Problem to solve: The records below hold a stretch from the line with "lots of allocations)." through the line with "start header fields"; return exactly those lines, ends included, and nothing more.

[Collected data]
* * * * * * * * *

PR #3152, opened 2025-07-09
mallocng: implement inspection of non-allocated slots

k4lizen:
When you try to read out any slot, for freed and available slots you won't be able to reach the group and meta - thats how the allocator was designed. This PR makes it so that in those cases, we search the heap and try to find the slot while propagating the information about from which group and meta the slot is coming from.
+ Added config option that can turn of running this search automatically (if it gets slow for programs with lots of allocations).
+ Show slot allocation state in command outputs.
+ Print out as much information as possible about every slot (even completly corrupted works).
+ Moved two meta fields into `alt_values`s.
+ Got rid of set_padding in PropertyPrinter, replaced with sane defaults.

image
image
image
image
image

### DIFF
--- a/pwndbg/aglib/heap/mallocng.py
+++ b/pwndbg/aglib/heap/mallocng.py
@@ -204,12 +204,10 @@ class Slot:
         self._pn3 = pheader[5]
         # ==
 
-        # Read the group's meta pointer.
-        _ = self.meta
-
-        # To calculate footer and p header fields
+        # To calculate footer and start header fields
         # we need self.meta.stride. However we want to be able to
-        # return some information even if the meta is corrupt, so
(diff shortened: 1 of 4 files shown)


pwndbg/aglib/heap/mallocng.py
```diff
@@ -503,19 +552,51 @@ def from_start(cls, start: int) -> "Slot":
             obj = cls(p)
             obj._sn3 = sn3
         else:
+            # freed / avail slots will also go into this branch.
             p = start
             obj = cls(p)
```
disconnect3d, line 557: Fwiw the `p` variable could probably be just removed across this function

disconnect3d (approved):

* * * * * * * * *

Exercise solution:
+ Added config option that can turn of running this search automatically (if it gets slow for programs with lots of allocations).
+ Show slot allocation state in command outputs.
+ Print out as much information as possible about every slot (even completly corrupted works).
+ Moved two meta fields into `alt_values`s.
+ Got rid of set_padding in PropertyPrinter, replaced with sane defaults.

image
image
image
image
image

### DIFF
--- a/pwndbg/aglib/heap/mallocng.py
+++ b/pwndbg/aglib/heap/mallocng.py
@@ -204,12 +204,10 @@ class Slot:
         self._pn3 = pheader[5]
         # ==
 
-        # Read the group's meta pointer.
-        _ = self.meta
-
-        # To calculate footer and p header fields
+        # To calculate footer and start header fields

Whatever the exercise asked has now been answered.